Nokia is known for producing good camera performances since long time. 5 MP camera does the good job too. It produces decent snaps having enough details. Tried some macro shots too. Performed really well. Also, you have got EXCELLENT Lenses feature made by Nokia specifically for Lumias extending the capability of stock camera. Different kind of lenses (nothing but small applications) you can install and use them by opening directly or from Camera UI itself. Pics will be uploaded soon. 

Some useful lenses:


*Lens Name**Use*Bing Visionfor scanning QR codesCinemagraphto make cool-funny animation of some part of entire picPanoramaas its name saysSmart Shootto bring perfect wanted pic from couple of burst shotsPhotosynthjust like Photo Sphere panorama feature of 4.2 Jelly BeanBlinkBurst mode, can take 15 snaps per second

It can even record HD video at 30 fps as we all know. Although, Nokia claimed its new innovation High Amplitude Audio Capture (HAAC), m bit disappointed in quality. Video bitrate is just over 10 Mbps and audio is mono. Still outdoor videos are decent enough.

*Battery:*

Battery is definitely low on paper. Just 1300 mAh. Still it gives fair backup for a day and half. Credits to WP.

*Benchmarks:*

*Connectivity / Browsing:*

Packed full of connectivity options for this price bracket. It can support GSM/GPRS/EDGE and HSDPA at 21 Mbps. Surely, it lacks LTE but that's ok since we don't have 4G working fully functional here in India. It also has dual band Wi-Fi supporting a/b/g/n, DLNA, Wi-Fi Direct, hotspot, Bluetooth 3.0 and NFC. Disappointed in browsing. Microsoft's Internet Explorer is definitely not the best in loading pages as well as the kind of UI it has got which is not as fluid as Opera or Chrome. Tabs are not easily accessible. Surely you will miss Opera browser. But Opera promised to bring browser on this platform. So patience is a key. 

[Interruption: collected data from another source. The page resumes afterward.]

PR #709, opened 2021-07-09
Fix coordinates passed into ML libs and used to compute nullspace

jewatkins:
The coordinates used by ML/MueLu are translated by the centroid (see subtractCentroid()). This function had a bug where the local number of nodes was used instead of the global number of nodes:
https://github.com/SNLComputation/Albany/compare/jewatkins/fix-ml-coords?expand=1#diff-fba75aeba9c71d8c94b90f32551a058c6e45012508a5ab2399a379066f9b0cedR102
It looks like its been incorrect for about 2 years and was changed during @bartgol thyra refactor.
Before: https://github.com/SNLComputation/Albany/blame/7e7871ebbe48533be1817e26d82a94f242b0212c/src/Albany_NullSpaceUtils.cpp#L190
After: https://github.com/SNLComputation/Albany/blame/7912e8626a1080f1c6869a6b1fc676f551b5ac12/src/Albany_NullSpaceUtils.cpp#L205
I added some unit tests so hopefully we'll actually be able to pick up issues next time.

Thanks @rstumin for pointing this out! @mperego Ray mentioned that the effect might be modest: rebalance issues that would effect convergence/performance.

Also I restored the coordinate write feature which will dump in mm format by adding "Write Coordinates to MatrixMarket" to the input under "Discretization".

### DIFF
--- a/src/Albany_NullSpaceUtils.cpp
+++ b/src/Albany_NullSpaceUtils.cpp
@@ -33,7 +33,7 @@ void ComputeNullSpace(
   auto data = getLocalData(coordMV.getConst());
 
   // At least component x should be there
-  const int numNodes = data[0].size(); // length of each vector in the multivector
+  const int numNodes = data[0].size(); // local length of each vector
 
   Teuchos::ArrayRCP<const ST> x, y, z;
   x = data[0];
@@ -84,7 +84,7 @@ void ComputeNullSpace(
 void subtractCentroid(const Teuchos::RCP<Thyra_MultiVector> &coordMV)
 {
   auto spmd_vs = getSpmdVectorSpace(coordMV->range());
-  const int nnodes = spmd_vs->localSubDim(); // local length of each vector
+  const int numNodes = spmd_vs->localSubDim(); // local length of each vector
   const int ndim = coordMV->domain()->dim(); // Number of multivectors are the dimension of the problem
 
   auto data = getNonconstLocalData(coordMV);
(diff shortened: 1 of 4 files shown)


src/Albany_NullSpaceUtils.cpp
```diff
@@ -351,14 +354,11 @@ setCoordinatesAndComputeNullspace(const Teuchos::RCP<Thyra_MultiVector>& coordMV
...
 
-      TEUCHOS_TEST_FOR_EXCEPTION(
-        soln_vs.is_null(), std::logic_error,
-        "numElasticityDim > 0 and (isMueLuUsed() or isFROSchUsed()): soln_map must be provided.");
-        if (isMueLuUsed()) {
-          plist->set("Nullspace", tpetraTraitsArray);
-        } else { // This means that FROSch is used
-          plist->set("Null Space", tpetraTraitsArray);
-        }
+      if (isMueLuUsed()) {
```
mperego, line 357: Why did you remove the Teuchos test for exception?

mperego (approved):
Thanks @jewatkins  for figuring this out and for fixing/testing this! It looks good.

src/Albany_NullSpaceUtils.cpp
jewatkins: I just moved it further up. If soln_vs is null, we shouldn't try to compute the nullspace.

PR #713, opened 2021-07-12
PyAlbany: Gather the global IDs when creating a map on rank 0 with all IDs

kliegeois:
This PR fixes an issue for IO of PyAlbany when the global IDs of a map are not contiguous.

This fix uses the approach of https://github.com/SNLComputation/Albany/blob/master/src/disc/stk/Albany_GenericSTKMeshStruct.cpp#L862-L868 .


mperego (approved):
@kliegeois Thanks! It looks good.
We should add a test (in a subsequent PR) using maps with noncontiguous ids.

kliegeois:
@mperego yes, I agree. This would be better!

PR #716, opened 2021-07-15
Add temporary throw when using Belos + Ifpack2/Amesos2

jewatkins:
@mperego based on this discussion: https://github.com/SNLComputation/Albany/pull/705


mperego (approved):
@jewatkins looks good!

PR #720, opened 2021-07-22
Add FieldUtils for unmanaged MDFields

jewatkins:
Motivation: The memory requirement for basis functions becomes large when using higher quadrature and the previous implementation was allocating each MDField once for every evaluation type. By allocating this data during problem setup using unmanaged MDFields, we can allocate this data once for all evaluation types.

FieldUtils was created to allocate and set unmanaged MDFields for general evaluators (e.g. ComputeBasisFunctions). It is currently only being used for LandIce StokesFO problems and Enthalpy.

Performance: this reduced the memory footprint by 20% for the enthalpy problem with wedge elements and 4th order quadrature. I'll test StokesFO next - I think it will be 20% too.

Note: When the mesh depends on the solution, we need to allocate a unique MDField per evaluation type so we will not see a significant memory reduction there.

@mcarlson801 You may want to take a look in case this affects dynamic sizing.

@mperego @bartgol @ikalash @rppawlo


mperego (commented):
@jewatkins Thanks for working on this! It looks good, but I don't understand what happens when the mesh is a Fad Type. In that case the Jacobian and basis gradients are fad types as well. Did you try compiling with `MESH_DEPENDS_ON_PARAMETERS=TRUE?`

jewatkins:
> @jewatkins Thanks for working on this! It looks good, but I don't understand what happens when the mesh is a Fad Type. In that case the Jacobian and basis gradients are fad types as well. Did you try compiling with `MESH_DEPENDS_ON_PARAMETERS=TRUE?`

In that case, it will still create the `Real` unmanaged fields but they will not be set to the Jacobian evaluation type. I'm not sure what would happen even if they were set. I imagine nothing since they're Real instead of FadType or maybe phalanx would throw since the unmanaged field is not needed.

I have not tested `MESH_DEPENDS_ON_PARAMETERS=TRUE`. If I turn that on, are there tests for it (i.e. I can just run ctest)?

mperego:
> I have not tested MESH_DEPENDS_ON_PARAMETERS=TRUE. If I turn that on, are there tests for it (i.e. I can just run ctest)?

Yes, in fact there are a couple of tests more.

mperego:
This is the right option
`-D ENABLE_MESH_DEPENDS_ON_PARAMETERS:BOOL=ON`

jewatkins:
Okay, tested and everything passes.

mperego (approved):

mperego:
@jewatkins thanks for checking!

PR #723, opened 2021-07-26
fixed race condition in PyAlbany writeMVector function, that was corr…

thartland:
The writeMVector function had a race condition when a parallel job tried to write a non-distributedFile, as each MPI process attempted to write to the same file. Not all MPI processes need to write to `filename+'.npy'` or `filename+'.txt'` as after gathering the multivector the only MPI process which has the global vector data is the root process.


kliegeois:
Looks good to me.
Thanks!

*Features and Performance:*

It's definitely not as costomizable as Android but it packs with its own set of standard features such as Xbox gaming, Nokia Mix Radio, and most importantly its mapping services which was must having factor for dad. I must say, Microsoft did a great job by providing excellent Metro UI which is fast and fluid enough. No lagging no freezing at all. Again full credits to WP. Animations are super cool. Dual core Krait and Adreno 305 do fair job. Tried couple of games. Graphics are best at its class. UI is pretty smooth and fast enough.  

*Some useful Applications:*

AnTuTu Benchmark (well known cross-platform benchmark app)
Rightware's Basemark X benchmark (coming soon)
Storage Check (to check detailed storage usage by app)
Skype
Whatsapp
Instagram (coming soon)
Opera Mobile (coming soon)
AccuWeather
Creative Studio (cool filters for pics)
eBay
ESPNcricinfo
Evernote
Facebook
Flashlight-X (LED torch)
LinkedIn
m-Indicator (famous Mumbai suburban local timetable app + BEST timetable + more)
NFC Writer
Nokia Pulse
Nokia Xpress (Nokia's browser having data compression technology at server side just like Opera Turbo feature)
Microsoft Office Suite
Microsoft OneNote
PDF Reader
Play To (DLNA streaming app)
Ringtone Maker
Shrink Storage (for removing unnecessary data which can be seen under Setting=>Phone Storage=>Other, but can not remove since there is no system-wide file manager and can not access system files from PC => big disappointment)
SkyDrive
Speedtest.net
StopWatch
The Times of India
Track My Life
Transfer my Data
Translator (lens)
Truecaller
Twitter
UC Browser
Unit Converter
WordPress
Youtube

*Missing Applications:*

System-wide or third-party file manager like Root Explorer
Image editor like PS Touch
Third-party video player like MX Player
Third-party music Player like Poweramp
Dedicated forum client app like Tapatalk
Dedicated torrent client app like uTorrent or tTorrent
Most of the popular games

*Final words:*

Package => 3/5

Build Quality => 3.5/5

Screen => 4/5

UI => 4.5/5

Camera => 4/5

Browsing => 3/5

Messaging => 4.5/5

Battery => 3/5

Sound => 4.5/5

Calling => 4/5

SNS Integration => 4.5/5

Gaming => 4.5/5


----------



## Shah (Apr 21, 2013)

Nice Review; But, has a lot of errors.


----------



## coderunknown (Apr 21, 2013)

nicely written. but a few errors are there:
1. Nokia 720 written as 520 in the table.
2. processor is 8227. there is nothing like 8277.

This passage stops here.